Efficiency considerations

Multiplication is often considered to be slow. We can easily transform our PRNG to use bitshifts instead of multiplication by testing for matrices that contain elements that are a power of 2 only. Our recurrence forum can then become

$x_i=sum_(j=1)^d x_(i-j)$<<$n_j$

where $n_j$ exponent for the matrix element of the power of $a_j=2^(n_j)$ and << is the bitshift operator.

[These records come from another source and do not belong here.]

PR #318, opened 2025-09-08
feat: implement a new type `FifoMap` and associated tests

BretasArthur1:
# Problem

Our currently implementation of holds profile results in a hashmap that keeps growing forever, slowing down the svm more and more.

# Solution
Implementing a new type that have a fixed size and holds the elements in the order they enter on the map. Whenever we add a element that should overflow the capacity we pop the first element and add to the last spot the new one(FIFO behavior)

### DIFF
--- a/crates/core/src/error.rs
+++ b/crates/core/src/error.rs
@@ -424,16 +424,6 @@ impl SurfpoolError {
         Self(error)
     }
 
-    pub fn transaction_not_found_in_svm<S>(signature: S) -> Self
-    where
-        S: Display,
-    {
-        let mut error = Error::internal_error();
-        error.message =
-            format!("Transaction with signature '{signature}' was not found in the SVM");
-        Self(error)
-    }
-
     pub fn tag_not_found(tag: &str) -> Self {
         let mut error = Error::internal_error();
         error.message = format!("Profile result associated with tag '{tag}' not found in the SVM");
--- a/crates/core/src/surfnet/locker.rs
+++ b/crates/core/src/surfnet/locker.rs
@@ -2331,22 +2331,10 @@ impl SurfnetSvmLocker {
         config: &RpcProfileResultConfig,
     ) -> SurfpoolResult<Option<UiKeyedProfileResult>> {
         let result = match &signature_or_uuid {
-            UuidOrSignature::Signature(signature) => {
-                let profile = self.with_svm_reader(|svm| {
-                    svm.executed_transaction_profiles.get(signature).cloned()
-                });
-                let transaction_exists =
-                    self.with_svm_reader(|svm| svm.transactions.contains_key(signature));
-                if profile.is_none() && transaction_exists {
-                    return Err(SurfpoolError::transaction_not_found_in_svm(signature));
-                } else {
-                    profile
-                }
-            }
+            UuidOrSignature::Signature(signature) => self
+                .with_svm_reader(|svm| svm.executed_transaction_profiles.get(signature).cloned()),
             UuidOrSignature::Uuid(uuid) => {
-                let profile = self
-                    .with_svm_reader(|svm| svm.simulated_transaction_profiles.get(uuid).cloned());
-                profile
+                self.with_svm_reader(|svm| svm.simulated_transaction_profiles.get(uuid).cloned())
             }
         };
         Ok(result.map(|profile| self.encode_ui_keyed_profile_result(profile, config)))


crates/types/src/types.rs
```diff
@@ -829,6 +829,66 @@ impl Ord for VersionedIdl {
...
+    /// Returns the old value if this was an update.
+    pub fn insert(&mut self, key: K, value: V) -> Option<V> {
+        if self.map.contains_key(&key) {
+            // Update doesn't change insertion order in IndexMap
+            return self.map.insert(key, value);
+        }
+        if self.map.len() == CAPACITY {
+            // Evict oldest (index 0). O(n) due shifting the rest of the map
+            //We could use a hashmap + vecdeque to get O(1) here, but then we'd have to handle removing from both maps, storing the index, and managing the eviction.
+            //This is a good compromise between performance and simplicity. And thinking about memory usage, this is probably the best way to go.
```
```suggestion
            // We could use a hashmap + vecdeque to get O(1) here, but then we'd have to handle removing from both maps, storing the index, and managing the eviction.
            // This is a good compromise between performance and simplicity. And thinking about memory usage, this is probably the best way to go.
```

crates/types/src/types.rs
```diff
@@ -829,6 +829,66 @@ impl Ord for VersionedIdl {
     }
 }
 
+#[derive(Debug, Clone)]
+pub struct ProfilingMap<K, V, const CAPACITY: usize> {
```
MicaiahReid: You've made this map generic so that it can accept any type as the key + value (which is cool!!), but you've given it a specific name - `ProfilingMap` limits this to just store profiles, though the implementation can store anything.

We should either:
 1. Remove generics and keep the name OR
 2. Keep generics and make a more generic name like `FifoMap` (preferred IMO)

MicaiahReid: Additionally, this `CAPACITY` being passed in as a generic will make it difficult to pass in the capacity at runtime. I think the `new` function should receive the capacity instead.

crates/cli/src/cli/mod.rs
```diff
@@ -197,15 +197,23 @@ pub struct StartSimnet {
...
     #[arg(long = "log-path", default_value = DEFAULT_LOG_DIR.as_str())]
     pub log_dir: String,
+    /// Set the maximum capacity of the map that holds the instruction profiling results
+    /// Changing this will affect the memory usage of surfpool. (eg. surfpool start --instruction-profiling-map-capacity 2000)
+    #[arg(
+        long = "instruction-profiling-map-capacity",
+        short = 'c',
+        default_value = "200"
+    )]
+    pub instruction_profiling_map_capacity: usize,
```
MicaiahReid: Sorry, in your DM I didn't know you were talking about CLI help text. I thought you meant just a comment.

What do you think about:
```rust

    /// The maximum number of transaction profiles to hold in memory.
    /// Changing this will affect the memory usage of surfpool. (eg. surfpool start --max-profiles 2000)
    #[arg(
        long = "max-profiles",
        short = 'c',
        default_value = "200"
    )]
    pub max_profiles: usize,
```

Let's discuss, maybe what I haven't isn't right either. But my thoughts are:
 1. Using the word "map" feels like internal kitchen stuff - the user doesn't need to know we're storing in a map
 2. These aren't necessarily only ix profiles. If ix profiling is completely disabled, we still store tx profiles here, so this is just general profile storage.

crates/core/src/surfnet/svm.rs
```diff
@@ -180,8 +185,8 @@ impl SurfnetSvm {
                 account_subscriptions: HashMap::new(),
                 slot_subscriptions: Vec::new(),
                 profile_tag_map: HashMap::new(),
-                simulated_transaction_profiles: HashMap::new(),
-                executed_transaction_profiles: HashMap::new(),
+                simulated_transaction_profiles: FifoMap::default(), // With DEFAULT_PROFILING_MAP_CAPACITY capacity
```
MicaiahReid: Would it make sense for us to be passing in the CLI param to this `new` function instead of having a default, then changing it later in `initialize`?

crates/core/src/surfnet/svm.rs
```diff
@@ -180,8 +185,8 @@ impl SurfnetSvm {
                 account_subscriptions: HashMap::new(),
                 slot_subscriptions: Vec::new(),
                 profile_tag_map: HashMap::new(),
-                simulated_transaction_profiles: HashMap::new(),
```
MicaiahReid: I think we'd discussed leaving simulated profiles as boundless - if a user is using `surfnet_profileTransaction`, it's quite intentional and I doubt they want some deleted. Thoughts?

crates/cli/src/cli/mod.rs
BretasArthur1: hm, ok sounds good I will make a patch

While this seems like it should be faster than the multiplication version, when I tested this on my PC with Intel i7 chip and there was no difference. There is a lot of dedicated multiplication circuitry on many modern CPUs, so on some architectures it seems there is very little difference in speed.

To obtain maximum speed it seems much more important to minimize use of the modulus operator, which is computationally expensive (here I did notice a significant difference in performance). One has to be aware of possible overflow and make sure that all multiplies and additions will fit within the integer size used to calculate the results. Ideally one would like to get rid of the modulus operation altogether by using a value of $p$ that is a power of 2. However $p$ of a power of 2 are not primes and will have a lot of factors ($n$ factors for $2^n$). I'm not sure if it's even possible for maximal length sequences to exist with non-prime $p$, although if one is really concerned about speed, looking into 'long' sequences (if not maximal) for $p=2^n$ might be desirable. Eliminating multiplication and modulus operations would result in the fastest PRNG possible as the only operations would be bitshift and addition.